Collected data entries
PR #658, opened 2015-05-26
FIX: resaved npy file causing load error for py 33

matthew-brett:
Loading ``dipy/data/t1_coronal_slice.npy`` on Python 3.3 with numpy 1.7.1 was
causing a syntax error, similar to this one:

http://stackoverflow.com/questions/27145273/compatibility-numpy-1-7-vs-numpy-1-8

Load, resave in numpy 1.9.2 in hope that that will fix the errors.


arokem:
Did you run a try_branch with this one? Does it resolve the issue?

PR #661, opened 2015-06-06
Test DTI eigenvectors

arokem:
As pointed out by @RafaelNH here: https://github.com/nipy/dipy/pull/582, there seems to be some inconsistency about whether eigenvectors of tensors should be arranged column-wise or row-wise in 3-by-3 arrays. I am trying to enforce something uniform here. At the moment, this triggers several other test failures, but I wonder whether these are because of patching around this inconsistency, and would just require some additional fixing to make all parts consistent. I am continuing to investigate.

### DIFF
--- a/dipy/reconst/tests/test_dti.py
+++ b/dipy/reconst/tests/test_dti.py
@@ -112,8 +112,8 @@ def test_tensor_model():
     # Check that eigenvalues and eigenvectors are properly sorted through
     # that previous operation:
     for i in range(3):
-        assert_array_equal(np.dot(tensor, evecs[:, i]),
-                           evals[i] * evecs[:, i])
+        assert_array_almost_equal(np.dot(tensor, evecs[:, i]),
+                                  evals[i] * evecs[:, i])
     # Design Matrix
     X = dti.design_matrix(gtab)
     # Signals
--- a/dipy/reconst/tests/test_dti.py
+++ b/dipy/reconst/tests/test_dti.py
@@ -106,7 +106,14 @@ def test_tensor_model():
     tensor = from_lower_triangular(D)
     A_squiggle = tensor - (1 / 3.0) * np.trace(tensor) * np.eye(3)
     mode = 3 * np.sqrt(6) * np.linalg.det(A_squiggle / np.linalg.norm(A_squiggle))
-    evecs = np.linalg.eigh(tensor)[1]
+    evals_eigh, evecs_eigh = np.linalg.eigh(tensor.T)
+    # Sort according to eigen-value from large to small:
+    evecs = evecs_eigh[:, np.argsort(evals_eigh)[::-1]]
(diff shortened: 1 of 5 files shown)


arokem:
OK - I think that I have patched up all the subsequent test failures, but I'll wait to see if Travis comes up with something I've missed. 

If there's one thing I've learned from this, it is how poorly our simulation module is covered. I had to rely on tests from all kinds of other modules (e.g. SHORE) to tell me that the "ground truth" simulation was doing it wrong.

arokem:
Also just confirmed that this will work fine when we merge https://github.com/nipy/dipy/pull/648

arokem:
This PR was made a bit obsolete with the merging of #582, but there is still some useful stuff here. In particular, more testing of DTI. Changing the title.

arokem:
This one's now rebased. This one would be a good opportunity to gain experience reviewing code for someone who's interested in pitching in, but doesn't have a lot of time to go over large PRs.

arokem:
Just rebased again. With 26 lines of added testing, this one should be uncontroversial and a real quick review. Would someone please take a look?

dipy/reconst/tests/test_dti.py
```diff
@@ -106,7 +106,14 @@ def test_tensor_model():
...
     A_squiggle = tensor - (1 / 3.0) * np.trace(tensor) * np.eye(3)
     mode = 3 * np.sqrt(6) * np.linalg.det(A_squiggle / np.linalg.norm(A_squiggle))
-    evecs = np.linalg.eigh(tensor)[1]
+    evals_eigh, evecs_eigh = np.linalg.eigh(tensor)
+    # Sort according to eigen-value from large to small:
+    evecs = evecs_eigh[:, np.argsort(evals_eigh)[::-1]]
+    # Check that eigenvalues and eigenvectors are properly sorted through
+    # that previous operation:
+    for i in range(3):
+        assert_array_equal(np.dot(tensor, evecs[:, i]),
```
--
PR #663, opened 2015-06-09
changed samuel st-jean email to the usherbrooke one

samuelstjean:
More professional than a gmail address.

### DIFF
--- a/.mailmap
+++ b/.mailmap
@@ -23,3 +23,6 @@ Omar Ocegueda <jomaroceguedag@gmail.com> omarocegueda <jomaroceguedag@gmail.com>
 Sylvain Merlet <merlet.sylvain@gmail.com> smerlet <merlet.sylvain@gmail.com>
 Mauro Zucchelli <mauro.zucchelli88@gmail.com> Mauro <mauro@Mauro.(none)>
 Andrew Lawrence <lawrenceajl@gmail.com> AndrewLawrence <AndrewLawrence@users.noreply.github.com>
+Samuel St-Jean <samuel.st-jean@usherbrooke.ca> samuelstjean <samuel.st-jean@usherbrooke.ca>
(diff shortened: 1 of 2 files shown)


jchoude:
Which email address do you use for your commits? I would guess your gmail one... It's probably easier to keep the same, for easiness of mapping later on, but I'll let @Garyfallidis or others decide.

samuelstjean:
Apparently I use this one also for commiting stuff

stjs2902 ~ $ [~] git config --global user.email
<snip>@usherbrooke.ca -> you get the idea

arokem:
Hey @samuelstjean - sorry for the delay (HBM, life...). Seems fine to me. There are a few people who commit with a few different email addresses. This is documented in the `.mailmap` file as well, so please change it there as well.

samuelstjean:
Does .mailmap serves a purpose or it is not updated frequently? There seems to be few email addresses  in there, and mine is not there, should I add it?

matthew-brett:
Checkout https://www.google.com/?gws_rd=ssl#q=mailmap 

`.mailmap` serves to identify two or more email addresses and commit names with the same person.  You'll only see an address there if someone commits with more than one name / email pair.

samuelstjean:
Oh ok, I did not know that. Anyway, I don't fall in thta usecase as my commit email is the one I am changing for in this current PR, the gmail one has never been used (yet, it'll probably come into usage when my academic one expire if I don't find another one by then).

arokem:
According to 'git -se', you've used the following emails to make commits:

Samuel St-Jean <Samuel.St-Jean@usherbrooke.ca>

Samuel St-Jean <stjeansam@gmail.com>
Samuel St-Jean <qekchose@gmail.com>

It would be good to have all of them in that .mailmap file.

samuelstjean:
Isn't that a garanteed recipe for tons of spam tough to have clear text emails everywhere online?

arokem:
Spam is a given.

- What the task asks
Exactly the lines above from the one with "PR #658, opened 2015-05-26" to the one with "# Design Matrix", both included, are to be quoted; leave the rest out.

- Task result
PR #658, opened 2015-05-26
FIX: resaved npy file causing load error for py 33

matthew-brett:
Loading ``dipy/data/t1_coronal_slice.npy`` on Python 3.3 with numpy 1.7.1 was
causing a syntax error, similar to this one:

http://stackoverflow.com/questions/27145273/compatibility-numpy-1-7-vs-numpy-1-8

Load, resave in numpy 1.9.2 in hope that that will fix the errors.


arokem:
Did you run a try_branch with this one? Does it resolve the issue?

PR #661, opened 2015-06-06
Test DTI eigenvectors

arokem:
As pointed out by @RafaelNH here: https://github.com/nipy/dipy/pull/582, there seems to be some inconsistency about whether eigenvectors of tensors should be arranged column-wise or row-wise in 3-by-3 arrays. I am trying to enforce something uniform here. At the moment, this triggers several other test failures, but I wonder whether these are because of patching around this inconsistency, and would just require some additional fixing to make all parts consistent. I am continuing to investigate.

### DIFF
--- a/dipy/reconst/tests/test_dti.py
+++ b/dipy/reconst/tests/test_dti.py
@@ -112,8 +112,8 @@ def test_tensor_model():
     # Check that eigenvalues and eigenvectors are properly sorted through
     # that previous operation:
     for i in range(3):
-        assert_array_equal(np.dot(tensor, evecs[:, i]),
-                           evals[i] * evecs[:, i])
+        assert_array_almost_equal(np.dot(tensor, evecs[:, i]),
+                                  evals[i] * evecs[:, i])
     # Design Matrix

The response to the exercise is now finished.